> **EXERCISE**
How many lines in the material below include the word "then"? Give only the number.

INPUT MATERIAL Block Start

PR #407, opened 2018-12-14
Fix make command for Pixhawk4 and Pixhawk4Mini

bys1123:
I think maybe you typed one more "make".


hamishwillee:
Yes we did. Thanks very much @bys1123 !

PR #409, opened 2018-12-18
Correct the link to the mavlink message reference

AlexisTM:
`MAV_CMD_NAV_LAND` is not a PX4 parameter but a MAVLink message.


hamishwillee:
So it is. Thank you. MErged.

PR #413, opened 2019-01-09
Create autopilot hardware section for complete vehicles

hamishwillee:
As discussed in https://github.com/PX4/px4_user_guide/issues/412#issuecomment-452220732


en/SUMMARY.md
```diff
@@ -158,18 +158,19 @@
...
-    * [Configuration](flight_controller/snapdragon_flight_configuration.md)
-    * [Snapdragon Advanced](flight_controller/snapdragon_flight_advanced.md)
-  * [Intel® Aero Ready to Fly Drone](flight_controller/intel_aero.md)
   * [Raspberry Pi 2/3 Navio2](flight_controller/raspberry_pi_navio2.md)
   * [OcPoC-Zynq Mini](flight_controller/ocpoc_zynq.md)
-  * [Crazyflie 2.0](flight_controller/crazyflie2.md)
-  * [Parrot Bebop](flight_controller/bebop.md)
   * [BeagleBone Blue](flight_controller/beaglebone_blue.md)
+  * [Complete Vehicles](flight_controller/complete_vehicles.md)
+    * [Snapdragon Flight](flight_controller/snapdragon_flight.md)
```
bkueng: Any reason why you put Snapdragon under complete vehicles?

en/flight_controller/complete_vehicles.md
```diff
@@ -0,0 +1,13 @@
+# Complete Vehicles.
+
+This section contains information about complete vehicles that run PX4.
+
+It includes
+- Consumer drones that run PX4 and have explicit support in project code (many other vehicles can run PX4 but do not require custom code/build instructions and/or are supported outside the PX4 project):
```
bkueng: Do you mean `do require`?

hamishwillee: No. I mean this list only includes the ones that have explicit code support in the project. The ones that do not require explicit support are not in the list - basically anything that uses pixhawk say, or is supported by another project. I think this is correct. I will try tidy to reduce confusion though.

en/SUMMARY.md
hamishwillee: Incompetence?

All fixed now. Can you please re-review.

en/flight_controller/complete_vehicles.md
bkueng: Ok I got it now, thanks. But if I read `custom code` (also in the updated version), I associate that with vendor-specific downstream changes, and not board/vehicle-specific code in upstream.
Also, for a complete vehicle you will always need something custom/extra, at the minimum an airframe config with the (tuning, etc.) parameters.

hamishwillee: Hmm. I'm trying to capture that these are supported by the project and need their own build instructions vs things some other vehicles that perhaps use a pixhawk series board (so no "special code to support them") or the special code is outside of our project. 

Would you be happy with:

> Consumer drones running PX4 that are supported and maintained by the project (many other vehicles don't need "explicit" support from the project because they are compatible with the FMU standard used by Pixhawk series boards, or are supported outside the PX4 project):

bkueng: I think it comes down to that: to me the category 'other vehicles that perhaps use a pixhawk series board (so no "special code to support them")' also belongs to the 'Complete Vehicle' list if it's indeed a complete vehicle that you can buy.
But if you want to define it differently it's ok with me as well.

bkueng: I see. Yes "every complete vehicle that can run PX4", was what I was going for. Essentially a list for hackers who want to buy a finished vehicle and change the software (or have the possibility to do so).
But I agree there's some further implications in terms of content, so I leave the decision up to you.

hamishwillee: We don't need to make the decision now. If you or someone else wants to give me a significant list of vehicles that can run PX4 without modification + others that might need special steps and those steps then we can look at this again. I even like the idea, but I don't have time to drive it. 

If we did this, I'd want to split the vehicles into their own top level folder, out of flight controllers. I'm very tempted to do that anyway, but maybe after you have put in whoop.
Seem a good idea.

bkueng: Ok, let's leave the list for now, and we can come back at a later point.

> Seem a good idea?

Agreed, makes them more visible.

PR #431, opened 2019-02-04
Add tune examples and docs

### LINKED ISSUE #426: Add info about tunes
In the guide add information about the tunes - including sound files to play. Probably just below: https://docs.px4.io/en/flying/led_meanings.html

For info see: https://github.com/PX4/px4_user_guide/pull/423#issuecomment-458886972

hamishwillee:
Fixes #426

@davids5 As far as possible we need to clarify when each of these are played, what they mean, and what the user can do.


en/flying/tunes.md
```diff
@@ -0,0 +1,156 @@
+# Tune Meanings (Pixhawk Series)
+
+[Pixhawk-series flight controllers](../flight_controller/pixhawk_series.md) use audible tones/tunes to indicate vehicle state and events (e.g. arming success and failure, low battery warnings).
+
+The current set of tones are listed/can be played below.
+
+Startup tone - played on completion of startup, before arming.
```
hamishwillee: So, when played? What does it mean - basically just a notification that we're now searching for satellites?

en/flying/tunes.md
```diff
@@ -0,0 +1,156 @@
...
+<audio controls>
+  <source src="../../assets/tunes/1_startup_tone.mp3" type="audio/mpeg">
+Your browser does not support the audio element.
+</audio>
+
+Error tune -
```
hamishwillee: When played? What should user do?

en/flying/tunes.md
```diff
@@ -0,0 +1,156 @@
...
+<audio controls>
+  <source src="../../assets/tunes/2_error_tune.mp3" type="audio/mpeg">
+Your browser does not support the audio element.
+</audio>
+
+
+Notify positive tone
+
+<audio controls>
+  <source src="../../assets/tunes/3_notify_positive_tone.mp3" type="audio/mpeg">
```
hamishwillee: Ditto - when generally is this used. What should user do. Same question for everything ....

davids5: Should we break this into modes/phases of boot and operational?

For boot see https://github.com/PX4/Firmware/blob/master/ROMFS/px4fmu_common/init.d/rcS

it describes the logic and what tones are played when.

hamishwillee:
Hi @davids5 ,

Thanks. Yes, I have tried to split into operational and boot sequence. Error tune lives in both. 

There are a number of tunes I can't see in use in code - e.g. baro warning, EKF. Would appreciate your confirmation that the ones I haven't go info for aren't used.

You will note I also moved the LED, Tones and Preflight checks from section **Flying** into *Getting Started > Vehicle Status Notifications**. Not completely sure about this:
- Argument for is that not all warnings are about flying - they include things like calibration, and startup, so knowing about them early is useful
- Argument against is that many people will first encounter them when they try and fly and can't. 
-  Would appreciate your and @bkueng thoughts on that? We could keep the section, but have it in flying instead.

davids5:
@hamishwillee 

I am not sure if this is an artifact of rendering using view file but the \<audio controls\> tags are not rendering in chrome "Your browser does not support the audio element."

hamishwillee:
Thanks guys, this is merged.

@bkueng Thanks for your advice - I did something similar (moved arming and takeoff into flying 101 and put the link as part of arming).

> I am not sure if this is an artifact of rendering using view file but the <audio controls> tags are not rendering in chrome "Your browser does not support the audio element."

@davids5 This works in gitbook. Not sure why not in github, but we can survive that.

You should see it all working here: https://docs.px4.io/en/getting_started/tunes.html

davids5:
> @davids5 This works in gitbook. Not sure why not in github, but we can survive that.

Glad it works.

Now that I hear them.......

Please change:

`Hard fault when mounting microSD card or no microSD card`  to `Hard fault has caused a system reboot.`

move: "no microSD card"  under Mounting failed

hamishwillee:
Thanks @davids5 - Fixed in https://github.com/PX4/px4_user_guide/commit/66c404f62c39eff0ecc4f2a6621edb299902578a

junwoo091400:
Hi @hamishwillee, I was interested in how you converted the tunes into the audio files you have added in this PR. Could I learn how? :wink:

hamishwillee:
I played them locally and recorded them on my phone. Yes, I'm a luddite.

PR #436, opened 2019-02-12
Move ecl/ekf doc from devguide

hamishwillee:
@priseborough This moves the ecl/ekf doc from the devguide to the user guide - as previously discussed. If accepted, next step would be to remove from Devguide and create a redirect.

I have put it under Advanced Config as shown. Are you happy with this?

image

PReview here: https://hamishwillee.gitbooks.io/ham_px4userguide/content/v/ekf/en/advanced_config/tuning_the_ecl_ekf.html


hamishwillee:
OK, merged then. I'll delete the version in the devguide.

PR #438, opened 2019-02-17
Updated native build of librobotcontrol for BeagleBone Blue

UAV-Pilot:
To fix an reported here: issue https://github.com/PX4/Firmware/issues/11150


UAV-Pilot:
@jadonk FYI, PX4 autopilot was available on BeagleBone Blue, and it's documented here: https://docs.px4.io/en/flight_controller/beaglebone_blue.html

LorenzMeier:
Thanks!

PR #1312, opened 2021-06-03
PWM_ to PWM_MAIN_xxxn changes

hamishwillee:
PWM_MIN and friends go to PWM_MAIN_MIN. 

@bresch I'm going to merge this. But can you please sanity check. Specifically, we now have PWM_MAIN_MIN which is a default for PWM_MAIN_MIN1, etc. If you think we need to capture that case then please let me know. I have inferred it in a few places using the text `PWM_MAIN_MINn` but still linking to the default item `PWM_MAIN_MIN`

INPUT MATERIAL Block End
INPUT MATERIAL Block Start

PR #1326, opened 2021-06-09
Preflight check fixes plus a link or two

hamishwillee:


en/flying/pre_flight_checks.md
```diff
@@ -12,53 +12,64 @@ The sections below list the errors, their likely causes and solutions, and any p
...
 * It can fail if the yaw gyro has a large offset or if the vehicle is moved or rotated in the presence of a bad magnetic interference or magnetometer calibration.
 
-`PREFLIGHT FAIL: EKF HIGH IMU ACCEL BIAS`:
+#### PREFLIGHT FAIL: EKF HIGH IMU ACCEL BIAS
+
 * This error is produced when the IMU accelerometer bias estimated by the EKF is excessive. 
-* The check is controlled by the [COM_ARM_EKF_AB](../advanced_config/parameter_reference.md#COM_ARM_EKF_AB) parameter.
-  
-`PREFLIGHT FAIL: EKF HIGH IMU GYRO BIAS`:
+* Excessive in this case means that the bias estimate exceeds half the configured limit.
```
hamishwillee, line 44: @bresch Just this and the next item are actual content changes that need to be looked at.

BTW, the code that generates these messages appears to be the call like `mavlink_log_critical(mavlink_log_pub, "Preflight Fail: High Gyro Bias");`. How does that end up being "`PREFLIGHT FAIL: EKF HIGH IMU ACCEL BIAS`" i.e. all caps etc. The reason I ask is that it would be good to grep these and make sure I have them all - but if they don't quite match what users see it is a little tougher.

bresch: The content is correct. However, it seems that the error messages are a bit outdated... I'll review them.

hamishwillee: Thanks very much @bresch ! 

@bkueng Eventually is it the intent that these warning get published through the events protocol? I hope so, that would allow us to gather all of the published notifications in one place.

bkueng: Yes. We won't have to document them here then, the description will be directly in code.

INPUT MATERIAL Block End

> **SOLVED EXERCISE**
4